過不足ない結界が周囲に張られるのを感じ取ると、ラキは線路に近づく。
こういうとき、本数の少ないローカル線は仕事がのんびりできて良いかもしれないと考えながら、ポケットからライターを取り出す。
「『誘現』」
ラキの言葉に引っ張り出され線路を覆うように茂った黒い雑草のようなものが現れる。
長い葉状のものがラキの存在に気付き、触手を伸ばす。
「『炎波』」
ライターに火をともし、そっと息を吹きかける。
術言によって増幅された炎が延び、『草』を包むように広がる。
低いうなり声のような音とともに、『草』の中から小さな飛礫が無数に飛んでくる。
「ラキっ」
いくつもの傷がラキに出来るのを目の当たりにして諷永が叫ぶ。それと同時に諷永の作っていた結界が霧散する。
流希がすぐに新たな結界をはるのを感じながらラキは表情ひとつ変えずに呟く。
「『滅消』」
最後に炎が大きくなり、『草』は跡形もなく焼き尽くされる。
「ラキっ、大丈夫か」
「……おれは何があっても結界をキープしろって言ったよな?」
心配そうに見下ろす諷永にラキは静かに指摘する。
「心を揺るがすな。術中は特に。事態は簡単に最悪の方へ転がる」
頬についた細い傷をラキは手の甲で拭う。
「動揺は命取りだよ……まぁ、初めてだったんだし、上出来だけどね」
ラキは表情を和らげる。
「気にすることないよ。わざと避けずに、諷永の動揺を誘ってたんだし」
へこんだ諷永に流希がフォローを入れる。
「ばらすなよ」
あの程度の飛礫、遮ることなど容易だったし、大した威力がないこともわかっていた。
だからこそ利用した。
「百聞は一見にしかずっていうだろ?」
「まぁ、動揺が危険なのは事実だしね」
流希は遠くを見て呟く。
その様子を見て諷永は神妙な表情を浮かべた。
「気をつける」
「うん。じゃ、帰ろーか」
「お嬢と諷永は?」
岑羅は尋ねる。
三人で帰ってくるかと思ったのに、入って来たのはラキ一人だ。
「二人は電車だから夕方でしょ。おれは別の仕事があるって別行動。『移動』で戻ってきた」
ラキは窓際にあるテーブルに座り、深々とため息をつく。
「どうだった?」
「とりあえず身を守る結界は教えた。勘は良いから、何回か繰り返せば一人でできるようになると思う」
どこか苦い声。
「何か問題でも?」
「逆術のこととか考えるとね、これ以上覚えさせるのは迷うよね。シンラが躊躇するのもわかる気がする」
大きな術を使えば、成功失敗を問わずある程度の見返りを受ける。
そこまでして覚えさせる必要があるのか疑問だ。
「俺が躊躇してるのはそれのせいじゃないけどな」
岑羅の言葉に、何か言いたげにラキは目を眇める。が、結局口に出されたのは事務的な連絡だった。
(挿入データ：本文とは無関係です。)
PR #959, opened 2015-03-18
Remo api serializers

akatsoulas:


remo/profiles/api/serializers.py
```diff
@@ -0,0 +1,61 @@
+
```
johngian: Please remove empty line.

remo/profiles/api/serializers.py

「一応、おれが炎を使った消滅呪と、流希のはった場の保護の結界の見取りはしてもらった。何をやったかわかった範囲で報告書に書いて出すように言っておいたから、おれの出す報告書見て答え合わせして」
「了解。お疲れ」
「ほんとにねぇ。向いてない仕事、まわさないで欲しいよね。っていうか、おれに仕事を回すな」
見た目に似合った、子どもっぽい表情でふくれっ面をする。
「ラキ、有能だから」
「だいたい、なんで流がいるわけ? 余計に疲れたよ」
その言葉がちょっと意外で、岑羅はラキをまじまじと見つめる。
「お嬢と一緒はダメなのか?」
あれだけ、近しいのに。
「……ダメっていうか、疎通ができすぎて、やりやすすぎて、やりにくい」
わかるような、さっぱり意味不明なようなことをラキは吐き出す。
つっこんで聞いても理解は出来ないだろうと、早々に諦める。
「とにかく、おつかれ。ありがとう。助かった」
ラキは小さく微笑う。
「早くシンラの迷いが晴れることを祈ってるよ」
やわらかな声は本音で、茶化すことも出来ずに、かるく頷きを返した。